On Mon, Mar 18, 2024 at 5:17 AM Amit Kapila <amit.kapila16@gmail.com> wrote:
> On Sun, Mar 17, 2024 at 7:40 PM Alexander Korotkov <aekorotkov@gmail.com> wrote:
> > On Sat, Mar 16, 2024 at 5:05 PM Bharath Rupireddy
> > <bharath.rupireddyforpostgres@gmail.com> wrote:
> > > On Sat, Mar 16, 2024 at 4:26 PM Amit Kapila <amit.kapila16@gmail.com> wrote:
> > > > In general, it seems this patch has been stuck for a long time on the
> > > > decision to choose an appropriate UI (syntax), and we thought of
> > > > moving it further so that the other parts of the patch can be
> > > > reviewed/discussed. So, I feel before pushing this we should see
> > > > comments from a few (at least two) other senior members who earlier
> > > > shared their opinion on the syntax. I know we don't have much time
> > > > left but OTOH pushing such a change (where we didn't have a consensus
> > > > on syntax) without much discussion at this point of time could lead to
> > > > discussions after commit.
> > >
> > > +1 to gain consensus first on the syntax changes. With this, we might
> > > be violating the SQL standard for explicit txn commands (I stand for
> > > correction about the SQL standard though).
> >
> > Thank you for your feedback. Generally, I agree it's correct to get
> > consensus on syntax first. And yes, this patch has been here since
> > 2016. We didn't get consensus for syntax for 8 years. Frankly
> > speaking, I don't see a reason why this shouldn't take another 8
> > years. At the same time the ability to wait on standby given LSN is
> > replayed seems like pretty basic and simple functionality. Thus, it's
> > quite frustrating it already took that long and still unclear when/how
> > this could be finished.
> >
> > My current attempt was to commit minimal implementation as less
> > invasive as possible. A new clause for BEGIN doesn't require
> > additional keywords and doesn't introduce additional statements. But
> > yes, this is still a new qual. And, yes, Amit you're right that even
> > if I had committed that, there was still a high risk of further
> > debates and revert.
> >
> > Given my specsis about agreement over syntax, I'd like to check
> > another time if we could go without new syntax at all. There was an
> > attempt to implement waiting for lsn as a function. But function
> > holds a snapshot, which could prevent WAL records from being replayed.
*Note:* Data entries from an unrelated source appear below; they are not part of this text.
PR #1531, opened 2021-01-20
Rename unable to delete message of local attribute

Thumimku:
## Purpose
Fixes https://github.com/wso2/product-is/issues/8729

## Approach
We are hard coding following error response for  this particular error code. Once the issue resolved at API level, we can remove this hard coded response. **Cause**, When deleting a local attribute which is also having associations, error message  contains the word "claim" instead of "attribute" . **Solution** : Refactor error response by replacing "claim" with "attribute" 

## User stories
Before
old
After
new

### DIFF
--- a/apps/console/src/features/claims/api/claims.ts
+++ b/apps/console/src/features/claims/api/claims.ts
@@ -156,6 +156,24 @@ export const deleteAClaim = (id: string): Promise<any> => {
             return Promise.resolve(response.data);
         })
         .catch((error) => {
+            /*
+            Todo:
+            Due to : https://github.com/wso2/product-is/issues/8729. We are hard coding following error response for
+            this particular error code. Once the issue resolved at API level, we can remove this hardcoded response.
+            { Issue Description : When deleting a local attribute which is also having associations, error message
+            contains the word "claim" instead of "attribute" }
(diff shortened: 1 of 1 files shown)


apps/console/src/features/claims/api/claims.ts
```diff
@@ -156,6 +156,23 @@ export const deleteAClaim = (id: string): Promise<any> => {
             return Promise.resolve(response.data);
         })
         .catch((error) => {
+            /*
+            Due to : https://github.com/wso2/product-is/issues/8729. We are hard coding following error response for
```
brionmario, line 160: Shall we add a TODO here.

Thumimku: Added with 4bdd5e7

apps/console/src/features/claims/api/claims.ts
```diff
@@ -156,6 +156,24 @@ export const deleteAClaim = (id: string): Promise<any> => {
             return Promise.resolve(response.data);
         })
         .catch((error) => {
+            /*
+            Todo:
```
brionmario, line 160:
```suggestion
            TODO:
```

brionmario (approved):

> > Releasing a snapshot could break the parent query. But now we have
> > procedures, which need a dedicated statement for the call and can even
> > control transactions. Could we implement a waitlsn in a procedure
> > that:
> >
> > 1. First, check that it was called with non-atomic context (that is,
> > it's not called within a transaction). Trigger error if called with
> > atomic context.
> > 2. Release a snapshot to be able to wait without risk of WAL replay
> > stuck. Procedure is still called within the snapshot. It's a bit of
> > a hack to release a snapshot, but Vacuum statements already do so.
> >
>
> Can you please provide a bit more details with some example what is
> the existing problem with functions and how using procedures will
> resolve it? How will this this address the implicit transaction case
> or do we have any other workaround for those cases?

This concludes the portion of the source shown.